▶ DATA LISTING
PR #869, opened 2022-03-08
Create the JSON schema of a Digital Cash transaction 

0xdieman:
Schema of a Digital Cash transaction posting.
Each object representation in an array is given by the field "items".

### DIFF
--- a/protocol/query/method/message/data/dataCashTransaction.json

▶ THE PROBLEM
Only exact copies of the lines from the one containing "Schema of a Digital Cash transaction posting." to the end of the records belong in the answer.

▶ ANSWER BELOW
Schema of a Digital Cash transaction posting.
Each object representation in an array is given by the field "items".

### DIFF
--- a/protocol/query/method/message/data/dataCashTransaction.json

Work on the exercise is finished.